From: David Chisnall
Subject: Re: Re[2]: Objective-C 2.0 and other new features in Leopard
Date: Fri, 23 Nov 2007 18:48:16 +0000

Hi Manuel,

I think Thom's comments are a little harsh, but I have to concur with the underlying idea behind them. I am not exactly an Objective-C neophyte - around 20K lines of code in the Étoilé repository are my contribution and I have no problems digging through the -gui source to find why my code isn't working - but I have twice tried and failed to use GSWeb.
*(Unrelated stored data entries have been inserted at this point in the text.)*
PR #267, opened 2020-09-18
integration_tests_runner: remove "T *testing.T" from base struct

nicob87:
* GetContext returns error instead of printing warning
* Just accomodating the rest of the code to previous changes
* Added unit-test for GetContext

TODO:

* remove "baseRunner" extentions on each integration test
(TcpEchoTestRunner, BasicTestRunner, etc), and just use functions.
* unify teardowns? for now teardown functions "looks like" duplicated, BUT,
that is because in the existing integration tests we are using one public,
and one private namespace/context, this is not necessarily a rule for all
tests.

### DIFF
--- a/test/utils/base/cluster_test_runner.go
+++ b/test/utils/base/cluster_test_runner.go
@@ -29,11 +29,11 @@ type ClusterTestRunner interface {
 	// Initialize ClusterContexts
 	BuildOrSkip(t *testing.T, needs ClusterNeeds, vanClientProvider VanClientProvider) []*ClusterContext
 	// Return a specific public context
-	GetPublicContext(id int) *ClusterContext
+	GetPublicContext(id int) (*ClusterContext, error)
 	// Return a specific private context
-	GetPrivateContext(id int) *ClusterContext
+	GetPrivateContext(id int) (*ClusterContext, error)
 	// Return a specific context
-	GetContext(private bool, id int) *ClusterContext
+	GetContext(private bool, id int) (*ClusterContext, error)
 }
 
 // ClusterTestRunnerBase is a base implementation of ClusterTestRunner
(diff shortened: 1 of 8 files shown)


fgiorgetti (changes requested):
Only thing that is missing here is to change the return type in the interface `type ClusterTestRunner interface` itsef, see:

```
// ClusterTestRunner defines a common interface to initialize and prepare
// tests for running against an external cluster
type ClusterTestRunner interface {
	// Initialize ClusterContexts
	BuildOrSkip(t *testing.T, needs ClusterNeeds, vanClientProvider VanClientProvider) []*ClusterContext
	// Return a specific public context
	GetPublicContext(id int) (*ClusterContext, error)
	// Return a specific private context
	GetPrivateContext(id int) (*ClusterContext, error)
	// Return a specific context
	GetContext(private bool, id int) (*ClusterContext, error)
}
```

test/utils/base/cluster_test_runner.go
```diff
@@ -44,6 +44,8 @@ type ClusterTestRunnerBase struct {
 	unitTestMock      bool
 }
 
+var _ ClusterTestRunner = &ClusterTestRunnerBase{}
```
fgiorgetti, line 47: Any particular reason for doing it?

nicob87: To force a compilation error if the ClusterTestRunnerBase type does not implements the ClusterTestRunner interface....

I don't mind the lack of a GUI WOBuilder clone. I'm quite happy designing HTML templates by hand (in fact, I'd probably prefer to), but I can't without the slightest hint of documentation. I have read the WO and GSW class documentation, but it doesn't really make sense without some kind of overview and I can't apply the WO documentation to GSW because the build and deployment environments are too different.

With GNUstep, I can come from the Cocoa documentation, read the GNUstep Make documentation, and immediately be able to produce command- line tools. I can read a Gorm tutorial, and then easily map anything that the OS X tutorials say about IB and apply that to GNUstep. Note that Gorm and GNUstep Make are the two parts of GNUstep that I consider the weakest, and yet they STILL compare favourably to GSW in terms of approachability.

I find GNUstepWeb to be a source of incredible amounts of frustration. Looking at things like SOGO and other WebObjects applications make it seem so tantalising, and yet it is always slightly out of reach. I don't have WebObjects 4.5 and I don't even have a way of getting hold of a copy. Neither do many other people. If the only way of using GSW is to have prior experience with an 8- year-old piece of proprietary software that cost $699 on release then it probably already has all of the users it ever will and has no future other than to fade into obscurity which seems like a colossal waste. If someone who knows GNUstepWeb well would just spend the two or three hours required to write an introductory tutorial, its usefulness would be increased dramatically.

I suggest any GSW developers read this:

http://www.shaffer-consulting.com/david/Seaside/

It's close to the bottom of the barrel when it comes to good tutorials, but it was enough to pick up Seaside and start producing applications with it. GSW doesn't even seem to have something of this quality.

David

On 23 Nov 2007, at 18:22, Thom Cherryhomes wrote:

Manuel,

Gee, your responses are one hell of a cop-out.

What about for those of us who don't have an 8 year old copy of
WebObjects 4.5 to start off with? tough shit?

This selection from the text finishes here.